▶ _TASK OBJECTIVE_:
Below are the records; copy exactly the stretch from the line containing "PR #450, opened 2026-09-20" through the line containing "The existence check", both ends included, and nothing else.

▶ _PROVIDED INFORMATION_:
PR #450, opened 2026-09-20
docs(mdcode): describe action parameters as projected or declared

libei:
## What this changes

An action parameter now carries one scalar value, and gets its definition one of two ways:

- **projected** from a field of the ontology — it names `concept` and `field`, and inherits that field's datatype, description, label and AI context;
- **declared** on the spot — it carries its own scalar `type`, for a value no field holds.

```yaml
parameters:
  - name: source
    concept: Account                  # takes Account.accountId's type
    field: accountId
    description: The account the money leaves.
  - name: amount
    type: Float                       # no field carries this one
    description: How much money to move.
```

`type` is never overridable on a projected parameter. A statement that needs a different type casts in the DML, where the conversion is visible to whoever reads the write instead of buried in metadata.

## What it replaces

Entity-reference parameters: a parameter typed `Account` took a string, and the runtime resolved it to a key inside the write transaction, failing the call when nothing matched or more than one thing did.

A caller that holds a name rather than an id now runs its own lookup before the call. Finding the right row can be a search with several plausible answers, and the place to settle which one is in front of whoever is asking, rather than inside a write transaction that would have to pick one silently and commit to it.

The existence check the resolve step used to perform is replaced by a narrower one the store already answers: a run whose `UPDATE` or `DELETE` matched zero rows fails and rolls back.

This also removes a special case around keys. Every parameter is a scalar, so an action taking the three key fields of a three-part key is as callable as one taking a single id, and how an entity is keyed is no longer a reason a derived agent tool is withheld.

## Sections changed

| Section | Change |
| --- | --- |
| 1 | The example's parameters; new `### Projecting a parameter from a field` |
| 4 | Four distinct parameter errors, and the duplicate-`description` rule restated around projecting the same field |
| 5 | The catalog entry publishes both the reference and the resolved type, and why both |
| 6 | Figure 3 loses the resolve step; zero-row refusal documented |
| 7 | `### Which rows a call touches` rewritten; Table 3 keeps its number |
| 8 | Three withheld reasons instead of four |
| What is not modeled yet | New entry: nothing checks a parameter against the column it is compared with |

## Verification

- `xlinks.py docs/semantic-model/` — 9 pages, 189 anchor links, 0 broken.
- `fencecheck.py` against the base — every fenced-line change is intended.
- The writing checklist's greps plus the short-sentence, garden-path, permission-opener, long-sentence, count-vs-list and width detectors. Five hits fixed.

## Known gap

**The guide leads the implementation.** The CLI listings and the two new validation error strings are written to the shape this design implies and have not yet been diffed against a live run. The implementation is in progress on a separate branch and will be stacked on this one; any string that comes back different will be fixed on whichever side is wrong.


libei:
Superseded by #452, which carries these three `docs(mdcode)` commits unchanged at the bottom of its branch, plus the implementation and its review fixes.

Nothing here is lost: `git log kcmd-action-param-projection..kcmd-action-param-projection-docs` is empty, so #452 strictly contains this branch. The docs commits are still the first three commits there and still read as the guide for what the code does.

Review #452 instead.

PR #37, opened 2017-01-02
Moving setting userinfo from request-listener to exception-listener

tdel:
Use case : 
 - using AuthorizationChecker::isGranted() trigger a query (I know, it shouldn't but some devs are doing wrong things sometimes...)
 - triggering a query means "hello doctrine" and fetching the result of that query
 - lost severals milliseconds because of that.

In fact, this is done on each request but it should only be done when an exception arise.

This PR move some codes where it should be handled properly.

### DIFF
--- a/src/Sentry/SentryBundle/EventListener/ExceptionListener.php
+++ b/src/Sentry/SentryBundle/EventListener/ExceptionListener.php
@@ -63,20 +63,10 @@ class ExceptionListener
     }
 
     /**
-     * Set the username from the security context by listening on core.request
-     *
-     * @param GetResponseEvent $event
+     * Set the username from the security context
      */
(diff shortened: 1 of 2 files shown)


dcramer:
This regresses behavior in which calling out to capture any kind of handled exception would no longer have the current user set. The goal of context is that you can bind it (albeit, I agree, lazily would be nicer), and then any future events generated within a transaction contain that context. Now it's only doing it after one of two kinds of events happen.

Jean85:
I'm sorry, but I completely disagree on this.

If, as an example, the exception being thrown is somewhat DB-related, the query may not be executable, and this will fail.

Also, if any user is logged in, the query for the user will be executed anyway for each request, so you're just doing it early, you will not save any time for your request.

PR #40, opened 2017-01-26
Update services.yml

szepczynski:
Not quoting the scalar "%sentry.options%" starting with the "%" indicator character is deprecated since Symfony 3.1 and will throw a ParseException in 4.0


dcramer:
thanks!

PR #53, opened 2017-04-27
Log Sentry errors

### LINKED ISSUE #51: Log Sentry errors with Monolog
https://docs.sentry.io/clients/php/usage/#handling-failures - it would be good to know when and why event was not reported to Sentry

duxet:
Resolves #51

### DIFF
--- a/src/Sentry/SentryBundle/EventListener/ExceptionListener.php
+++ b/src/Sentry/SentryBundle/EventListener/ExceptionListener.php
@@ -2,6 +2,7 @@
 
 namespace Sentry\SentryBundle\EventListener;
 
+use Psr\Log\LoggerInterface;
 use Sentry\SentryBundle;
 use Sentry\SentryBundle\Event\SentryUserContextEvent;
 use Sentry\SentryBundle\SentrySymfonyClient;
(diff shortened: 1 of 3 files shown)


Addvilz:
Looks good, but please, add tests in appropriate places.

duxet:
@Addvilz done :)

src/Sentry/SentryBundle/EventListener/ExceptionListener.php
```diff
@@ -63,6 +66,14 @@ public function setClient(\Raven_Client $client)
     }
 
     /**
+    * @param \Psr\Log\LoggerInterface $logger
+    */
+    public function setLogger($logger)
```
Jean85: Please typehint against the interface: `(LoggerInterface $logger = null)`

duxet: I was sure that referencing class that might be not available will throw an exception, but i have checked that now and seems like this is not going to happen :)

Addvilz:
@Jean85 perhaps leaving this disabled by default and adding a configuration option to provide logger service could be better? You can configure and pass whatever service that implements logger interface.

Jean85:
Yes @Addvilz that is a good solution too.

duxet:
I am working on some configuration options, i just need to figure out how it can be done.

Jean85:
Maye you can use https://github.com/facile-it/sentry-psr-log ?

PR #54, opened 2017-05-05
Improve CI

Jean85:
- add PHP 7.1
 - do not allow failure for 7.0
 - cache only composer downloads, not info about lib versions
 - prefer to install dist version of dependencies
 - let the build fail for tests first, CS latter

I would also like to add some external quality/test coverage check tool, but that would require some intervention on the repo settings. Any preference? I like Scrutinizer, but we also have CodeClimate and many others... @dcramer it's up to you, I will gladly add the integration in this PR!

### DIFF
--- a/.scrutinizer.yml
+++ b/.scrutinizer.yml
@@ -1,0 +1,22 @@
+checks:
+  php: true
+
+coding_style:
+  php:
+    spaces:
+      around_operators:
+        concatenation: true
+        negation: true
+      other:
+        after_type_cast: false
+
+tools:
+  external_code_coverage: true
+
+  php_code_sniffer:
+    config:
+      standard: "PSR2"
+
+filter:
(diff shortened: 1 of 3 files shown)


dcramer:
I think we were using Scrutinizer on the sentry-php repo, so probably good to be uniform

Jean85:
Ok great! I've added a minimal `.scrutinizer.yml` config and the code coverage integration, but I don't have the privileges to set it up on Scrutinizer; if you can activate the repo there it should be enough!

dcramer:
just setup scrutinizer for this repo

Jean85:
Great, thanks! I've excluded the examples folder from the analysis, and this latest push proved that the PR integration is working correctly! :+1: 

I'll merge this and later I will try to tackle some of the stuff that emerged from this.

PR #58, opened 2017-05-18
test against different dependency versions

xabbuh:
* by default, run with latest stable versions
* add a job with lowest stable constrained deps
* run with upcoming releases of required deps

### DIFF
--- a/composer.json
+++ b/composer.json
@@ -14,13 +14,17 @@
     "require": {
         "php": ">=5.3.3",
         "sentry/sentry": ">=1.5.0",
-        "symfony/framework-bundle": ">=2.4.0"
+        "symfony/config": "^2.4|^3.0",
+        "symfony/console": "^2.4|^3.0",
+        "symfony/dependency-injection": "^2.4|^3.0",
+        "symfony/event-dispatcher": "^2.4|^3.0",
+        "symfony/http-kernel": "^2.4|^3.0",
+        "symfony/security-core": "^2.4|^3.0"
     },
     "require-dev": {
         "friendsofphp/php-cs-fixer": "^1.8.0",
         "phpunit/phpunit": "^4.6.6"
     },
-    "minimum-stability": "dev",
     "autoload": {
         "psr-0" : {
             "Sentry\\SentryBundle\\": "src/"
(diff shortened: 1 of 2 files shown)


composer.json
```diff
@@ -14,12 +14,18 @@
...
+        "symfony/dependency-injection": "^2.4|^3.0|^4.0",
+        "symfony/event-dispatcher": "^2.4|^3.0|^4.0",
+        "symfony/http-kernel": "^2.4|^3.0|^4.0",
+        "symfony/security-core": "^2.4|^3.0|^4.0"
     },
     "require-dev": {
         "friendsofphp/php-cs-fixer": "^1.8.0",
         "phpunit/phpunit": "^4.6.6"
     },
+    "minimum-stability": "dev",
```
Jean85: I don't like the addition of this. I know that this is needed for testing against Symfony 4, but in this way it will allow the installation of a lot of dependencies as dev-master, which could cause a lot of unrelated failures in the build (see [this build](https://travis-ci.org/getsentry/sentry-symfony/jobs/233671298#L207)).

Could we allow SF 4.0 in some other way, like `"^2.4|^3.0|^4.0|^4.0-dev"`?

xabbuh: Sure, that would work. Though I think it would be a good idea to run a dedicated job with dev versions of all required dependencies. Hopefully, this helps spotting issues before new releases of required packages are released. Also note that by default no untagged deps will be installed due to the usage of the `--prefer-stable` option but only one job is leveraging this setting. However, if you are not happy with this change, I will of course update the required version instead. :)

==

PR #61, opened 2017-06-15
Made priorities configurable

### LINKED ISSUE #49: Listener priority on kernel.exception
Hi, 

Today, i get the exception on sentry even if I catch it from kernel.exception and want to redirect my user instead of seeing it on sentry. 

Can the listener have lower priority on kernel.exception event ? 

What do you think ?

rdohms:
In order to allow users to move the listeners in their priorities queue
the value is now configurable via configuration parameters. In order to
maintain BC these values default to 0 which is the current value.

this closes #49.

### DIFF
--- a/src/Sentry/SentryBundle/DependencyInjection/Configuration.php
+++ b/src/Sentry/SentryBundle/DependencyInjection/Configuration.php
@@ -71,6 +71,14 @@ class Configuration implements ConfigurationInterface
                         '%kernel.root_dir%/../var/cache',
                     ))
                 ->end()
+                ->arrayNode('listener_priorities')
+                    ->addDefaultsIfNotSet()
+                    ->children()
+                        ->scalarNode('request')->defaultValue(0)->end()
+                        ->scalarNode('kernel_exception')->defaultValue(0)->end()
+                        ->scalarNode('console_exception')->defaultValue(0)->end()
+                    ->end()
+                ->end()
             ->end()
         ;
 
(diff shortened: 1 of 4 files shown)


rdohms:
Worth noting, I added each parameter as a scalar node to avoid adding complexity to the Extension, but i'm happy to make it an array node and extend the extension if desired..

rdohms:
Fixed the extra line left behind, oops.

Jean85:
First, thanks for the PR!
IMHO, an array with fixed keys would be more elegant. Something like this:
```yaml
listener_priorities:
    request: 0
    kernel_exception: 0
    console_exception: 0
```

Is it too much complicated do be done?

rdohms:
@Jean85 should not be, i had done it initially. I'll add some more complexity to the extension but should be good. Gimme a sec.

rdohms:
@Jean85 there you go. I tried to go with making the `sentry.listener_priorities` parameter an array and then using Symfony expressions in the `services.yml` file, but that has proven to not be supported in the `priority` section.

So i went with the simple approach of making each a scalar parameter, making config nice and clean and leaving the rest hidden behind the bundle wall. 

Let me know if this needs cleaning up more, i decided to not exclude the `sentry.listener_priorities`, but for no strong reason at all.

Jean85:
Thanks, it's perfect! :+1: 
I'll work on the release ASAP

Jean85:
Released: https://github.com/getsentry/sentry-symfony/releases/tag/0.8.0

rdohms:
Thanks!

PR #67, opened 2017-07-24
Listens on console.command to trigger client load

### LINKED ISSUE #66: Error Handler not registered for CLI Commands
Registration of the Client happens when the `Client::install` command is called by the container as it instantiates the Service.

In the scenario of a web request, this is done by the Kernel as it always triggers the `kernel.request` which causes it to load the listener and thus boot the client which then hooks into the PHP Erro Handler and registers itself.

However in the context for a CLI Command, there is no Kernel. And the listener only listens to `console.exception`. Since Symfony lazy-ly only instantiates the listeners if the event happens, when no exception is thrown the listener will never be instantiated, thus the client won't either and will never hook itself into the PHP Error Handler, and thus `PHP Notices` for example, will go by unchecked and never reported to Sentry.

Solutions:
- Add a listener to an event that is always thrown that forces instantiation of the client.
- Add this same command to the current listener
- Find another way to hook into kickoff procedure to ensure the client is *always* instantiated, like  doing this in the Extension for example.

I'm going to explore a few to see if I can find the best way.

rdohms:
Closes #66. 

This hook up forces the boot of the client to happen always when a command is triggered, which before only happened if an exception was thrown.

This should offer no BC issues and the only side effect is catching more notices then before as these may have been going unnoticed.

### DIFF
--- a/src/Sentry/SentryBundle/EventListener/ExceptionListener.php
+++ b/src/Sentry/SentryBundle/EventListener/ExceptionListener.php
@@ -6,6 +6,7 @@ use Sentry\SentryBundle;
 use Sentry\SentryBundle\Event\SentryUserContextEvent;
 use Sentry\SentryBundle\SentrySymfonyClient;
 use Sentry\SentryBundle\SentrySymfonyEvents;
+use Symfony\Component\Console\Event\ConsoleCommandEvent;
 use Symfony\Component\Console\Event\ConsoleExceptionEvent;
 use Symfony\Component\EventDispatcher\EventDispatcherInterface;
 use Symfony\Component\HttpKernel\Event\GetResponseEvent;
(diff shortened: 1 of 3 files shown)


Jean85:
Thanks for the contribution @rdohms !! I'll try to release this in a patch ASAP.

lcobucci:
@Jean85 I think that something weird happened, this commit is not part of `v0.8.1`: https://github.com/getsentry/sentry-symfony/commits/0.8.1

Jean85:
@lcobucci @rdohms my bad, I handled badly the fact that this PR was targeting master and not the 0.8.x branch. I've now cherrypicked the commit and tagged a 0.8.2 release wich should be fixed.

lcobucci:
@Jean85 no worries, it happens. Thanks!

▶ _THE COMPLETED TASK_:
PR #450, opened 2026-09-20
docs(mdcode): describe action parameters as projected or declared

libei:
## What this changes

An action parameter now carries one scalar value, and gets its definition one of two ways:

- **projected** from a field of the ontology — it names `concept` and `field`, and inherits that field's datatype, description, label and AI context;
- **declared** on the spot — it carries its own scalar `type`, for a value no field holds.

```yaml
parameters:
  - name: source
    concept: Account                  # takes Account.accountId's type
    field: accountId
    description: The account the money leaves.
  - name: amount
    type: Float                       # no field carries this one
    description: How much money to move.
```

`type` is never overridable on a projected parameter. A statement that needs a different type casts in the DML, where the conversion is visible to whoever reads the write instead of buried in metadata.

## What it replaces

Entity-reference parameters: a parameter typed `Account` took a string, and the runtime resolved it to a key inside the write transaction, failing the call when nothing matched or more than one thing did.

A caller that holds a name rather than an id now runs its own lookup before the call. Finding the right row can be a search with several plausible answers, and the place to settle which one is in front of whoever is asking, rather than inside a write transaction that would have to pick one silently and commit to it.

The existence check the resolve step used to perform is replaced by a narrower one the store already answers: a run whose `UPDATE` or `DELETE` matched zero rows fails and rolls back.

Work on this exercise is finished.